AChE inhibitors (namely the OP insecticide parathion) have been shown to enhance the nighttime rise in serotonin "N-acetyltransferase" in the pineal gland, an area involved in production of melatonin and regulation of sleep, and have been shown to increase nighttime serum melatonin levels (Attia, Mostafa, et al., 1995a). This effect is blocked by adrenergic blockers and has been speculated to occur at the level of the adrenergic receptor or via sympathetic innervation to the pineal gland (Attia, Mostafa, et al., 1995b).
The selective serotonin 1D receptor agonist, sumatriptan (used clinically to abort migraine headaches), has been shown to increase growth hormone (a pituitary hormone) released in response to growth hormone releasing hormone (a hypothalamic hormone)--the same effect that PB has on growth hormone. It has been postulated that this may occur by inhibition of hypothalamic somatostatin release--the same mechanism by which PB is thought to influence growth hormone release (see Chapter Fifteen, "Other Effects," section on hormones (Mota, Bento, et al., 1995).

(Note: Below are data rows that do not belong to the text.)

PR #831, opened 2018-09-18
Allow user to import documents from workspace into Mongo and SQL collections

PrashanthCorp:


StephenWeatherford:
@PrashanthCorp Is this ready to review?

PrashanthCorp:
Yes.

src/extension.ts
```diff
@@ -145,6 +158,106 @@ async function copyConnectionString(node: IAzureNode<MongoAccountTreeItem | DocD
...
+	return documents;
+}
+
+// tslint:disable-next-line:no-any
+async function parseDocuments(nodes: vscode.Uri[]): Promise<[any[], string[]]> {
+	let documents = [];
+	let errors = {};
+	for (let node of nodes) {
+		const document = (await vscode.workspace.openTextDocument(node));
+		const text = document.getText();
```
EricJizbaMSFT: I think this feature has to account for the fact that users might import a lot of files. I don't think reading the files through VS Code is the most efficient (although I haven't done any testing). I would prefer if you do `fse.readFile`

src/extension.ts
```diff
@@ -145,6 +158,106 @@ async function copyConnectionString(node: IAzureNode<MongoAccountTreeItem | DocD
...
+		let parsed;
+		try {
+			parsed = JSON.parse(text);
+		} catch (e) {
+			const err = parseError(e);
+			const fileName = node.path.split('/').pop();
+			errors[fileName] = err;
+			ext.outputChannel.appendLine(`${fileName}:\n${err}`);
+			await vscode.window.showTextDocument(document);
```
EricJizbaMSFT: What's the thoughts for showing all these files? This could get unwieldy if I'm uploading a bunch of files and several of them have errors. For example, the VS Code explorer lets me select any file type and anything that's not 'json' will fail:
screen shot 2018-09-27 at 11 02 12 am 2

src/extension.ts
```diff
@@ -145,6 +158,106 @@ async function copyConnectionString(node: IAzureNode<MongoAccountTreeItem | DocD
...
+	}
+	return [documents, Object.keys(errors)];
+}
+
+// tslint:disable-next-line:no-any
+async function insertDocumentsIntoDocdb(collectionNode: IAzureParentNode<DocDBCollectionTreeItem>, documents: any[], nodes: vscode.Uri[]): Promise<string> {
+	let result;
+	let ids = [];
+	const collectionTreeItem = (<DocDBCollectionTreeItem>collectionNode.treeItem);
+	const documentsTreeItem: DocDBDocumentsTreeItem = <DocDBDocumentsTreeItem>(await collectionTreeItem.loadMoreChildren(collectionNode, false))[0];
```
EricJizbaMSFT: loadMoreChildren is not meant to be called directly and could have weird effects on the tree. Call `collectionNode.getCachedChildren` instead. I am refactoring the tree to hopefully make this more clear (but don't worry about the refactor for now)

src/extension.ts
```diff
@@ -145,6 +158,106 @@ async function copyConnectionString(node: IAzureNode<MongoAccountTreeItem | DocD
...
+	let i = 0;
+	for (i = 0; i < documents.length; i++) {
+		let document: NewDocument = documents[i];
+		if (!documentsTreeItem.documentHasPartitionKey(document)) {
+			throw new Error(`Error in file ${vscode.workspace.asRelativePath(nodes[i])}. Please ensure every document has a partition key path for the collection you choose to import into.`);
```
EricJizbaMSFT: Can we do this error handling as a part of the parsing error handling? Again - I want these errors to show up to the user as soon as possible, rather than waiting for us to parse everything before I get a notification saying I have to start over again

src/mongo/tree/MongoCollectionTreeItem.ts
```diff
@@ -35,13 +35,13 @@ export class MongoCollectionTreeItem implements IAzureParentTreeItem {
 		}
 	}
 
-	public async update(documents: IMongoDocument[]): Promise<IMongoDocument[]> {
+	public async update(documents: IMongoDocument[], flag = false): Promise<IMongoDocument[]> {
```
EricJizbaMSFT: Why the changes to this file? I don't see this being called anywhere in this PR

src/extension.ts
```diff
@@ -145,6 +158,106 @@ async function copyConnectionString(node: IAzureNode<MongoAccountTreeItem | DocD
...
+}
+
+// tslint:disable-next-line:no-any
+async function parseDocumentsForErrors(nodes: vscode.Uri[]): Promise<any[]> {
+	const parseResult = await parseDocuments(nodes);
+	const documents = parseResult[0];
+	const errors: string[] = parseResult[1];
+	if (errors.length > 0) {
+		ext.outputChannel.show();
+		throw new Error(`Errors found in the following documents: ${errors.join(',')}.\nPlease fix these and try again.`);
```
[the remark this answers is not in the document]
PrashanthCorp: In my first prototype, I had the same preference. The first time I demo'ed it, the feedback was pretty strong in favor of making the command transactional/all-or-nothing. So it only made sense to collect all the errors and inform the user once about all of them - that reduces the number of times the user needs to fix errors. 

This is specifically why I didn't go down the path of having a Skip - Skip all - Cancel flow you mention. 

IIRC, the thought process was that if you're importing documents to a database, showing individual errors with skipping requires the user to keep track of failed imports.

src/mongo/tree/MongoCollectionTreeItem.ts
PrashanthCorp: This must have come from an earlier commit which was later undone. I'll fix this.

src/extension.ts
PrashanthCorp: Nice catch. I remember testing the multiselect behavior, and it looked like it would not show unless all the files were .json. 
I tested it some more just now, and it looks like the group of files does not determine context menu as much as _which file_ was right-clicked. I right-clicked on the .cs file for the screenshot.
image

So my code checks for the clicked file, but made an assumption that all files should support the context item => all are jsons.

src/extension.ts
PrashanthCorp: I understand your concern, and I initially agreed with you. The feedback from the first demo however was contrary to what you ask. 

I also feel showing the user all the errors is more beneficial to the user that the speed of showing the first error. This would ensure they start over again a fewer times.

src/extension.ts
PrashanthCorp: I've filed an issue for the symptom you mentioned (selecting a non JSON file) [here](https://github.com/Microsoft/vscode/issues/59782). I'm handling this behavior in the next push.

It is tempting to speculate on the relation or possible equivalence between the 5HT1D (serotonin 1D) receptor and the specialized receptor on ACh to which PB and serotonin bind. (No information related to this has been uncovered in the present literature review.)
The serotonin-3 antagonist ondansetron did not produce inhibition of AChE by itself when given to guinea pigs (a common animal model for the benefit of PB versus nerve agent); however ondansetron (10 or 20 mg/kg) added to PB increased the inhibition of AChE produced by PB alone (0.94 mg/kg given orally) at all times evaluated, from 30 to 240 minutes (Capacio, Byers, et al., 1993; Capacio, Koplovitz, et al., 1996). (The increases averaged 12 percent (range 10-17 percent) for 10 mg/kg and 16 percent (14-20 percent) for 20 mg/kg of ondansetron; moreover, the slope of recovery of AChE function was slowed when ondansetron was given.
Non-peer reviewed reports circulating on the Internet state that treatment with a combination of the serotonergic agent fenfluramine (now pulled from the market because of adverse effects) and the adrenergic agent phentermine, a drug combination formerly popular in the treatment of obesity, produced 50-100 percent benefit in symptoms in ill PGW veterans as well as in other individuals with symptoms of fibromyalgia (Hitzig, 1997). These were open label trials and this work has in no way been subjected to peer review.